PR #15817, opened 2021-05-31
bugfix/6765-dataGrouping-order 

### LINKED ISSUE #6765: Highstock : stacked area chart does not render on regions of intersection among series
* Chart type - area
* Stacking - normal
* Highstock version used - 5.0.11

https://jsfiddle.net/Lx3jum2n/2/

In the fiddle above, the portion of the chart in which all 3 series intersect is not rendered

(Series 'Three' starts at the left edge of the un-rendered portion; series 'One' and 'Two' end at the right edge of the un-rendered portion)

When connectNulls is true, the region of intersection shows up distorted.

https://jsfiddle.net/6bk6pemq/1/

Similar issues open - https://github.com/highcharts/highcharts/issues/1991, https://github.com/highcharts/highcharts/issues/3327

karolkolodziej:
Fixed #6765, changed how and when the `dataGrouping` should be fired for multiple series when one of them doesn't require grouping.

Todo
- [x] Tests

### DIFF
--- a/ts/Core/Axis/Axis.ts
+++ b/ts/Core/Axis/Axis.ts
@@ -1836,7 +1836,7 @@ class Axis {
             // First process all series assigned to that axis.
             axis.series.forEach(function (series): void {
                 // Allows filtering out points outside the plot area.
-                series.forceCrop = series.forceCropping();
+                series.forceCrop = series.forceCropping && series.forceCropping();
 
                 series.processData(
                     axis.min !== (axis.old && axis.old.min) ||
--- a/ts/Core/Axis/Axis.ts
+++ b/ts/Core/Axis/Axis.ts
@@ -1833,12 +1833,24 @@ class Axis {
         // This is in turn needed in order to find tick positions in ordinal
         // axes.
         if (isXAxis && !secondPass) {
+            // First process all series assigned to that axis.
             axis.series.forEach(function (series): void {
+                const chart = series.chart,
+                    options = series.options,
+                    dataGroupingOptions = options.dataGrouping,
+                    groupingEnabled = series.allowDG !== false && dataGroupingOptions &&
+                        pick(dataGroupingOptions.enabled, chart.options.isStock);
+
+                // Allows filtering out points outside the plot area.
+                series.forceCrop = groupingEnabled; // #334
+
                 series.processData(
                     axis.min !== (axis.old && axis.old.min) ||
                     axis.max !== (axis.old && axis.old.max)
                 );
             });
+            // Then apply grouping if needed.
+            fireEvent(this, 'afterProcessData');
         }
 
         // set the translation factor used in translate function
--- a/ts/Core/Axis/Axis.ts
+++ b/ts/Core/Axis/Axis.ts
@@ -1844,7 +1844,7 @@ class Axis {
                 );
             });
             // Then apply grouping if needed.
-            fireEvent(this, 'afterProcessData');
+            fireEvent(this, 'postProcessData');
         }
 
         // set the translation factor used in translate function
--- a/ts/Core/Axis/Axis.ts
+++ b/ts/Core/Axis/Axis.ts
@@ -1835,14 +1835,8 @@ class Axis {
         if (isXAxis && !secondPass) {
             // First process all series assigned to that axis.
             axis.series.forEach(function (series): void {
-                const chart = series.chart,
-                    options = series.options,
-                    dataGroupingOptions = options.dataGrouping,
-                    groupingEnabled = series.allowDG !== false && dataGroupingOptions &&
-                        pick(dataGroupingOptions.enabled, chart.options.isStock);
-
                 // Allows filtering out points outside the plot area.
-                series.forceCrop = groupingEnabled; // #334
+                series.forceCrop = series.forceCropping();
 
                 series.processData(
                     axis.min !== (axis.old && axis.old.min) ||
--- a/ts/Extensions/DataGrouping.ts
+++ b/ts/Extensions/DataGrouping.ts
@@ -1024,13 +1024,13 @@ seriesProto.generatePoints = function (): void {
 
 // When all series are processed, calculate the group pixel width and then
 // if this value is different than zero apply groupings.
-addEvent(Axis, 'afterProcessData', function (): void {
+addEvent(Axis, 'postProcessData', function (): void {
     const axis = this,
         series = axis.series;
 
     series.forEach(function (series): void {
         // Reset the groupPixelWidth, then calculate if needed.
-        series.groupPixelWidth = null as any; // #2110
+        series.groupPixelWidth = void 0; // #2110
 
         series.groupPixelWidth = axis.getGroupPixelWidth && axis.getGroupPixelWidth();
 
--- a/ts/Extensions/DataGrouping.ts
+++ b/ts/Extensions/DataGrouping.ts
@@ -72,6 +72,7 @@ declare module '../Core/Series/SeriesLike' {
         hasGroupedData?: boolean;
         hasProcessed?: boolean;
         preventGraphAnimation?: boolean;
+        applyGrouping(): void;
         destroyGroupedData(): void;
         generatePoints(): void;
         getDGApproximation(): string;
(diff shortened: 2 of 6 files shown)


ts/Core/Axis/Axis.ts
```diff
@@ -1833,12 +1833,24 @@ class Axis {
...
+            // First process all series assigned to that axis.
             axis.series.forEach(function (series): void {
+                const chart = series.chart,
+                    options = series.options,
+                    dataGroupingOptions = options.dataGrouping,
+                    groupingEnabled = series.allowDG !== false && dataGroupingOptions &&
+                        pick(dataGroupingOptions.enabled, chart.options.isStock);
+
+                // Allows filtering out points outside the plot area.
+                series.forceCrop = groupingEnabled; // #334
```
pawelfus, line 1845: Do we need this in Axis core? Stock related code should be in the Stock modules

pawelfus (changes requested):

ts/Core/Axis/Axis.ts
karolkolodziej: Inside that loop the `series.processData()` is triggered. Then this method fires the `getProcessedData()`.
If I don't add this line (`series.forceCrop = groupingEnabled`) the method (`getProcessedData`) returns uncropped data that causes some further issues.
At that point, I should know if the data should be cropped or not.

I could an event like for example `beforeProcessData` because I guess we shouldn't play with `cropThreshold` here?

pawelfus: Perhaps we should replace the flag `forceCrop` with a method that returns this info? Something like this:

```js
forceCropping () {
  return this.forceCrop || (
    this.allowDG !== false &&
    dataGroupingOptions &&
    pick(dataGroupingOptions.enabled, this.chart.options.isStock);
  );
}
``` 

And use it in `getProcessedData()`? What do you think @TorsteinHonsi ?

Just to explain the solution we are trying to achieve here:
Currently we process and group data in this way (pseudo-code):
```js
axis.series.forEach(series => {
  series.processData();
  if (groupingNeeded) { series.groupData(); }
});
```

This way first series might not be grouped but the second one will be. That causes problems with stacking (different x-values for stacks).

Instead, we decided to solve it this way:
```js
axis.series.forEach(series => {
  series.processData();
});
// All series processed, we know groupPixelWidth for the most dense series
axis.series.forEach(series => {
  if (groupingNeeded) { series.groupData(); }
});
```

TorsteinHonsi: Maybe I am missing something here, but we already have logic that is supposed to go over all the series and identify a common `groupPixelWidth`:

https://github.com/highcharts/highcharts/blob/627e742c23721b32e2c744cee92a5a04659e41b5/ts/Extensions/DataGrouping.ts#L1163-L1165

karolkolodziej: We do have the `getGroupPixelWidth` method, but in order to get the `groupPixelWidth` the data needs to be processed. And in this case, we have to flag that **before** processing.

``` TS
// If one of the series needs grouping, apply it to all (#1634)
    i = len;
    while (i--) {
        dgOptions = series[i].options.dataGrouping;

        if (dgOptions) { // #2692

            dataLength = (series[i].processedXData || series[i].data).length;

            // Execute grouping if the amount of points is greater than the
            // limit defined in groupPixelWidth
            if (
                series[i].groupPixelWidth ||
                dataLength >
                ((this.chart.plotSizeX as any) / groupPixelWidth) ||
                (dataLength && dgOptions.forced)
            ) {
                doGrouping = true;
            }
        }
    }
```

The `forceCrop` flag rather checks if the grouping might be needed in the future. 

If you take a look at the `getProcessedData` the part that is failing to crop is the one below. I don't think that we can add any other property to make it pass.

``` TS
        // optionally filter out points outside the plot area
        if (isCartesian &&
            series.sorted &&
            !getExtremesFromAll &&
            (
                !cropThreshold ||
                dataLength > cropThreshold ||
                series.forceCrop
            )
        ) {
```

I will suggest adding a function like Pawel suggested (`forceCropping`)

TorsteinHonsi:
Pending new `forceCropping` function

ts/Core/Axis/Axis.ts
```diff
@@ -1833,12 +1833,18 @@ class Axis {
...
+                // Allows filtering out points outside the plot area.
+                series.forceCrop = series.forceCropping();
+
                 series.processData(
                     axis.min !== (axis.old && axis.old.min) ||
                     axis.max !== (axis.old && axis.old.max)
                 );
             });
+            // Then apply grouping if needed.
+            fireEvent(this, 'afterProcessData');
```
TorsteinHonsi, line 1847: The convention in Highcharts is that events with the name `after...` are fired at the end of the function they're named after. So in this case, it either has to have a different name, or the call has to be moved to the end of the `processData` function. 

I would prefer the latter. If the current event handler should only be called in special cases,  we can pass over event arguments to help decide. A potential problem is that StockChart overrides `Series.prototype.processData` so that there is code executing after the parent function. If that is a problem, we can move the whole StockChart processData logic, combined with the new logic, inside an `afterProcessData` event handler.

ts/Extensions/DataGrouping.ts
```diff
@@ -1012,6 +1022,26 @@ seriesProto.generatePoints = function (): void {
...
+// if this value is different than zero apply groupings.
+addEvent(Axis, 'afterProcessData', function (): void {
+    const axis = this,
+        series = axis.series;
+
+    series.forEach(function (series): void {
+        // Reset the groupPixelWidth, then calculate if needed.
+        series.groupPixelWidth = null as any; // #2110
+
+        series.groupPixelWidth = axis.getGroupPixelWidth && axis.getGroupPixelWidth();
```
TorsteinHonsi, line 1035: Simplify the assignment and get rid of the any cast (if we're not using `null` as a special meaning, in which case we need to add typing for it).

`series.groupPixelWidth = (axis.getGroupPixelWidth && axis.getGroupPixelWidth()) || void 0;`

TorsteinHonsi (changes requested):
Thanks! In addition to the inline comments:
* Please make sure the PR description is understandable in the context of the changelog. Right now it doesn't mention data grouping, only grouping which is ambiguous. Should also probably better explain when the problem arose.
* Please check out the visual diffs. Why is data grouping not applied to the scrolbar demo?

ts/Extensions/DataGrouping.ts
karolkolodziej: I agree that the `null as any` doesn't look nice.. 
I will change it to `void 0` however I can't simplify that assignment because before using the `getGroupPixelWidth` method the `groupPixelWidth` should be reset.

TorsteinHonsi (approved):

TorsteinHonsi:
Pending approval by @pawelfus and @pawellysy

ts/Core/Axis/Axis.ts
```diff
@@ -1833,12 +1833,18 @@ class Axis {
         // This is in turn needed in order to find tick positions in ordinal
         // axes.
         if (isXAxis && !secondPass) {
+            // First process all series assigned to that axis.
             axis.series.forEach(function (series): void {
+                // Allows filtering out points outside the plot area.
+                series.forceCrop = series.forceCropping();
```
pawelfus, line 1839: `forceCropping` is defined only in Highstock, so this will break all Highcharts charts: https://jsfiddle.net/BlackLabel/3p7ftcxh/

Replace with simple `series.forceCrop = series.forceCropping && series.forceCropping();`

PS: Why didn't TS warn about the issue?

ts/Extensions/DataGrouping.ts
```diff
@@ -1012,6 +1022,26 @@ seriesProto.generatePoints = function (): void {
...
 
+// When all series are processed, calculate the group pixel width and then
+// if this value is different than zero apply groupings.
+addEvent(Axis, 'postProcessData', function (): void {
+    const axis = this,
+        series = axis.series;
+
+    series.forEach(function (series): void {
+        // Reset the groupPixelWidth, then calculate if needed.
+        series.groupPixelWidth = void 0; // #2110
```
pawelfus, line 1033: Q: I know it's not directly from this PR, but I'm curious if this is enough? Clearing only **current** series `groupPixelWidth`. That means all others still keep old `groupPixelWidth`, isn't it?

pawelfus (changes requested):
See comments below:

ts/Core/Axis/Axis.ts
TorsteinHonsi: 😮  This is the danger of always loading all the modules in the karma tests...

ts/Extensions/DataGrouping.ts
karolkolodziej: Hmm... that is an interesting question. 
Theoretically, it seems as that might not be enough however I haven't found any failing scenario for that...

After some thinking, I assume that it should be ok because in the next step the `getGroupPixelWidth` method already knows about all series and if needed this whole loop should set the same `groupPixelWidth` for each series. In this case, it doesn't matter that some series might have old `groupPixelWidth`.

pawelfus (approved):
Great, thanks!

pawellysy (approved):
Nothing to Add! 👍

PR #15818, opened 2021-05-31
Migration: Chart3D

bre1470:
- Moved compositions of Chart3D into master.
- Removed Chart3D types from internal namespace.
- Replaced SVGAttributesExtendeded with SVGAttributes3D.


TorsteinHonsi (approved):
Thanks!

PR #15829, opened 2021-06-02
Enhancement/patterns and demo

oysteinmoseng:
Made default pattern-fills more subtle and usable. Changed `accessible-pie` demo for better pattern handling.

-*-

■ WHAT THE TASK ASKS
Using the entries above, output exactly the lines between the line holding "the karma tests..." and the line holding "- Moved compositions of Chart3D into master.", end lines included, and nothing more.

■ COMPLETED EXERCISE
TorsteinHonsi: 😮  This is the danger of always loading all the modules in the karma tests...

ts/Extensions/DataGrouping.ts
karolkolodziej: Hmm... that is an interesting question. 
Theoretically, it seems as that might not be enough however I haven't found any failing scenario for that...

After some thinking, I assume that it should be ok because in the next step the `getGroupPixelWidth` method already knows about all series and if needed this whole loop should set the same `groupPixelWidth` for each series. In this case, it doesn't matter that some series might have old `groupPixelWidth`.

pawelfus (approved):
Great, thanks!

pawellysy (approved):
Nothing to Add! 👍

PR #15818, opened 2021-05-31
Migration: Chart3D

bre1470:
- Moved compositions of Chart3D into master.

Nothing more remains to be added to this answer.